Evidentemente tanto el presidente, como su ministra de Seguridad y la diputada libertaria no ocultan el disfrute de la crueldad porque se les antoja. Ellos son perfectamente conscientes de que un relevante sector del pueblo los acompaña en ese disfrute. Ahora bien, cabe que nos preguntemos lo siguiente: ¿por qué Milei, Bullrich y Lemoine tienen el tupé de dejar en evidencia su disfrute de la crueldad? Buceando en Google me encontré con un ensayo de Michel Wieviorka (Escuela de Altos Estudios en Ciencias Sociales de París) titulado “Violencia y crueldad” (Anales de la Cátedra de Francisco Suárez-2003). En una parte del paper analiza la relevancia de la situación. Para el autor la crueldad en el más alto nivel político surge cuando se dan ciertas condiciones. Tales condiciones son: la impunidad, el miedo y la cultura del odio. Si bien el autor alude a cuestiones extremas, como la guerra, me parece que su análisis ayuda a comprender lo que acontece hoy en nuestro país.

Leamos a don Michel:

LA IMPUNIDAD

“La más evidente, la que se menciona en numerosos trabajos de investigación, o incluso en la obra ya citada de Primo Levi, es la convicción de la impunidad. La impunidad es indispensable para la crueldad. Puede ser proporcionada por las circunstancias (ausencia de testigos, por ejemplo, y en particular de periodistas), o aportada por las autoridades, que dejan hacer, que animan, que incluso legitiman la transgresión en nombre de un principio superior, frecuentemente en este caso, en nombre de un Estado. Desde el punto de vista de las democracias modernas, la crueldad es una transgresión doble: en relación con la ley y el Estado, por un lado, puesto que escarnece al derecho, y en relación con un valor moral, fijado desde hace mucho tiempo por el Quinto Mandamiento.

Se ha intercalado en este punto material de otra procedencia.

PR #697, opened 2015-11-17
Enhancements for ERXArrayUtilities

darkv:
This updates ERXArrayUtilities in that it

* move set related methods from ERXArrayUtilities to more appropriate ERXSetUtilities
* uses standard Java interfaces instead of specific NS-classes for params where appropriate
* uses method names defined in standard Java interfaces instead of NS-specific ones where possible (Collection.add() vs. NSArray.addObject(), Collections.size() vs. NSArray.count(), …)
* enhance common performance of some methods
* introduce some methods with shorter names replacingThoseVeryLongMethodNamesThatAnnounceTheFollowingParams()
* many fixes for Javadocs
* add many tests

### DIFF
--- a/Frameworks/Core/ERExtensions/Sources/er/extensions/foundation/ERXArrayUtilities.java
+++ b/Frameworks/Core/ERExtensions/Sources/er/extensions/foundation/ERXArrayUtilities.java
@@ -2,12 +2,16 @@ package er.extensions.foundation;
 
 import java.math.BigDecimal;
 import java.util.ArrayList;
+import java.util.Collection;
 import java.util.Collections;
 import java.util.Enumeration;
 import java.util.HashMap;
+import java.util.HashSet;
 import java.util.Hashtable;
 import java.util.Iterator;
+import java.util.List;
 import java.util.Objects;
+import java.util.Set;
 import java.util.SortedSet;
 import java.util.TreeSet;
 import java.util.Vector;
@@ -111,12 +115,12 @@ public class ERXArrayUtilities {
      * in a dictionary. If passed a null array, null is returned. If passed a null
      * keyPath, an empty dictionary is returned. This is a typesafe variant of
      * arrayGroupedByKeyPath(NSArray&lt;V&gt; objects, String keyPath).
-     *
-     * <p>See arrayGroupedByKeyPath(NSArray&lt;V&gt; objects, String keyPath) for examples.</p>
-     *
-     * <p>This method calls
-     * arrayGroupedByKeyPath(NSArray objects, String keyPath, Object nullGroupingKey, String valueKeyPath)
-     * with includeNulls set to true and valueKeyPath set to null.</p>
+     * <p>
+     * See <code>arrayGroupedByKeyPath(NSArray&lt;V&gt; objects, String keyPath)</code> for examples.
+     * <p>
+     * This method calls
+     * <code>arrayGroupedByKeyPath(NSArray objects, String keyPath, Object nullGroupingKey, String valueKeyPath)</code>
+     * with includeNulls set to true and valueKeyPath set to null.
      *
      * @param objects array of objects to be grouped
      * @param keyPath path into objects used to group the objects
@@ -125,7 +129,7 @@ public class ERXArrayUtilities {
      *          Objects for which the key path returns null will be grouped
      *          with the key {@link #NULL_GROUPING_KEY}
      */
-    public static <K, V> NSDictionary<K, NSArray<V>> arrayGroupedByKeyPath(NSArray<V> objects, ERXKey<K> keyPath) {
+    public static <K, V> NSDictionary<K, NSArray<V>> arrayGroupedByKeyPath(Collection<V> objects, ERXKey<K> keyPath) {
         return arrayGroupedByKeyPath(objects, (keyPath == null) ? null : keyPath.key());
     }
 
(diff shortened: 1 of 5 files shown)


hprange:
@darkv I know I'm very late, but what's the real benefit of having `Collection` instead of `NSArray` as the type of parameters for most methods?

darkv:
The benefit is that you are not bound to NSArray and can use the very same helper methods for standard Java types. Sure EOF is tightly coupled with NS classes but in your business logic layer you are free to use different implementations of lists and sets.

hprange:
I understand. Anyway, I see 2 disadvantages to that approach:

1) This change turns Wonder 7.0 binary incompatible with prior versions. Every code depending on `ERXArrayUtilities` must be recompiled even though the source code is compatible. There is an [article](http://codefhtagn.blogspot.com/2010/11/java-binary-compatibility-more-than.html) explaining this issue in details. WOUnit is one example of a third party that doesn't work with Wonder 7.0. And I guess that is not the only one.

2) This change adds too much responsibility to most modified methods. The previous implementation of `distinct`, for instance, accepted a `NSArray` (or its mutable version), executed an operation and returned another `NSArray`. Now, `distinct` accepts any kind of `Collection`, **converts it to `NSArray`**, does what is required and returns a `NSArray`. It doesn't matter if it is a `LinkedList`, a `DelayedQueue` or a `TreeSet`, it will always return a `NSArray` as a result. That seems weird to me. I'd expect to have a result of the same type of the collection passed as parameter.

The first issue is the cost of evolution. I wouldn't argue only because of that. The second issue is more significant, though. I'm very sorry for taking so long to give feedback. But I'd like to hear more opinions on that matter.

spelletier:
Good point, I did not see the byte code compatibility problem.

I would like all the API to switch to the java collection interfaces, it would ease integration with third party stuff and code that require NSArray for example can always does something like this in the beginning of the method:
if (param instanceOf NSArray) {
    paramAsNSArray = (NSArray)param;
}
else {
  paramAsNSArray = new NSArray(param);
}
or uses a static method in some utilities class.

Back to the main subject... I would opt to create a new utility class (or classes) for the "new" methods based on java collection and ged rid if the ERX prefix in the process. 

Also get rid if all methods with string key names or path to keep only ones with ERXKey as param so the result can be typed. And change all the one with a final boolean params (or keep them as private methods only). That would be a great clean up.

We would not have those problems if java had the collection classes when WO was ported, but it did not and Apple needed some good collection classes...

darkv:
Hi Henrique,

to your first point: Wonder 7 has been meant as a big cleanup release and as such as a bigger step that does not automatically come with binary compatibility. To ease the transition we have a migration guide in the wiki.

Regarding your second point, and that is a general problem in WO codebase, most of the API uses implementing classes where good coding style would demand usage of interface classes. That interface class to use would be the most general class possible that implements the smallest API set that is needed within that method. Of course to be completely correct the return type should adhere to the same rule too but that would have broken too many places and that is why the methods of ERXArrayUtilities still return NSArray objects. But the API states this clearly so the programmer should not be surprised that he will get an NSArray in return.

If you don't modify your existing code you will still continue to feed in an NSArray and get a new NSArray back for e.g. the distinct method. So no real change for most of us. Now as the param is not restricted to NSArray but the more general Collection type you have way more possibilities. By this it does not force you to get rid of your NSArray type but you could use a different Java collection type if you want to.

When we will take the next step and modify the return types to use more general classes I don't know because that would cause a huge code change as it is used often in code that touches EOF and there you unfortunately must use the NS classes.

Many utility libraries (Apache Commons Collections to name one) give you methods that will take e.g. Collection param and give you Collection back but decides itself which implementing class of Collection will be returned thus not necessarily the very same class as the param.

I am not sure if creating a sort of duplicate utility class with differing name schema is the way to go as it will again add complexity to Wonder what Wonder 7 tries to reduce. But this is just my view. Feel free to comment on that.

TriPhoenix:
Re compatibility: What about leaving a slim compatibility shim for now in there? i.e. keeping both the Collection and the NSArray method signature while the NSArray variant just calls the collection variant. The NSArray variants should be deprecated then of course.

I've seen this in projects to maintain binary compatibility while widening the allowed types and overload rules take care of the rest. I can quite see the charm of using more Java standard interfaces (we also rewrote some internal stuff to use them instead of foundation classes for interacting with other libraries). The incurred overhead should be minimal there on a decent JVM (IIRC that might just simply be inlined by the JVM in hot loops).

While wonder 7 might break stuff anyway there might be some niceness to not having to recompile all used libraries and keep separate wonder 6/7 versions unless there is an actual code change (which can also make it annoying for project maintainers that still want to support both). 
I would say this depends a bit on the actual amount of breakage already present in wonder 7. I.e. if we already break 50% of libraries anyway with the existing changes, it is probably not worth to maintain compatibility on this level anymore. On the other hand if a lot of old frameworks (which also may be still in use but without proper maintainer) still keep on working, the duplicate method signatures are probably worth it. In any case this way it would not be much of a maintenance overhead as the old methods cannot be touched "by design".

The only thing I see as well is taking care of properly keeping performance and avoiding unnecessary copies. I.e. make an NSArray out of the collection only if the source value is not yet an NSArray and this is absolutely required for functionality. Otherwise this can result in quite some extra copying going around.

paulhoadley:
I don't have a strong opinion on this issue, except for a tiny part of Dennis's suggestion (sorry Dennis—I am sure others are thinking it, you just happened to say it!):

> What about leaving a slim compatibility shim for now in there? i.e. keeping both the `Collection` and the `NSArray` method signature while the `NSArray` variant just calls the collection variant. The `NSArray` variants should be deprecated then of course.

I think the time for slim compatibility shims is over. Wonder 7 was well advertised as not necessarily backwards compatible, and was a great opportunity to clean out a load of cruft. There were times when it felt like about half of Wonder 6 was deprecated for some reason, and I don't think we should head back there. 

Again, sorry Dennis—your post is well argued, I just disagree with that solution. (And yes, there is some hypocrisy here—in another thread I'm arguing for keeping the Joda Time prototypes around for now. So flame me at will!)

TriPhoenix:
No worries, that's what a well reasoned discussion is for :-)

Actually I'm perfectly happy with both ways we just need to make sure the consequences are well known especially as this breaks compatibility at a point where there was no deprecation warning; everyone "just" needs to recompile and that could be an issue in some cases. So even if you built your third-party framework on only non-deprecated Wonder APIs you have to take action.

In the end it most likely is not "that bad" as wonder 6 is still around and stable to use anyway (which is the whole reasoning for being able to break some API). Once you see the need to incorporate wonder 7 in your projects you have to recheck compatibility anyway.

The most consequences will come for third-party contributions (like WOUnit) which either need two compile cycles or drop support for wonder 6 and definitely need to release a new package to support wonder 7 then. Especially while this is only in one class, this change probably will be somewhat of a precedence how to move forward in other places as well.

hprange:
First, thanks for taking the time to discuss the matter guys. I appreciate.

Looks like I'm the only API freak here. :) I'm still not convinced that changing `NSArray` to `Collection` as the base class for parameters is actually an improvement. At least in this case. Anyway, that's only me. Most of you agree that this is the way to go, so be it.

Having a separate class or a copy of each method as suggested by some of you is a good idea. But I agree with others that it adds more complexity just because of the binary compatibility issue. I'm not sure is worth the effort.

I'll write something in the migration guide to warn users about 3rd party libraries requiring recompilation. Even though Wonder 7 may be source compatible to Wonder 6, it's not binary compatible in this case.

PR #698, opened 2015-11-17
New ERMD2WListFilter component

fbarthez:
Adds a list filter component inspired by ERDAjaxSearchDisplayGroup that allows filtering on attributes specified via the "searchKey" D2W key. Can handle strings, numbers, dates and (localized) enums. Specifying e.g. "(ID, name, dateCreated)" as "searchKey", would result in an ORed qualifier over those three attributes. The filtered list is updated via ajax. To enable, just specify a searchKey for the pageConfiguration. For an example, refer to the ERModernMoviesTest app's Movie list.

The qualifier is built in the new ERMD2WAttributeQueryDelegate. The existing ERMD2WEditToOneTypeAhead component is modified to depend on this as well, without changing its default behaviour.


fbarthez:
I've reverted the typo fix here and included it in #699, which deals only with ERMD2WEditToOneTypeAhead.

La convicción de la impunidad no basta para hacer posible la crueldad; hace falta también el aliento y la capacidad para romper el mandato moral de no matar. Por esto es por lo que el tema del remordimiento merece estar presente en toda reflexión sobre la crueldad: el sentimiento de haber roto con la moral al ser cruel, por ejemplo en tiempos de guerra, opera frecuentemente sobre algunos de los que se entregan a ella, haciéndoles difícil una existencia normal después de los hechos, invadiéndolos bajo la forma de una culpabilidad indecible.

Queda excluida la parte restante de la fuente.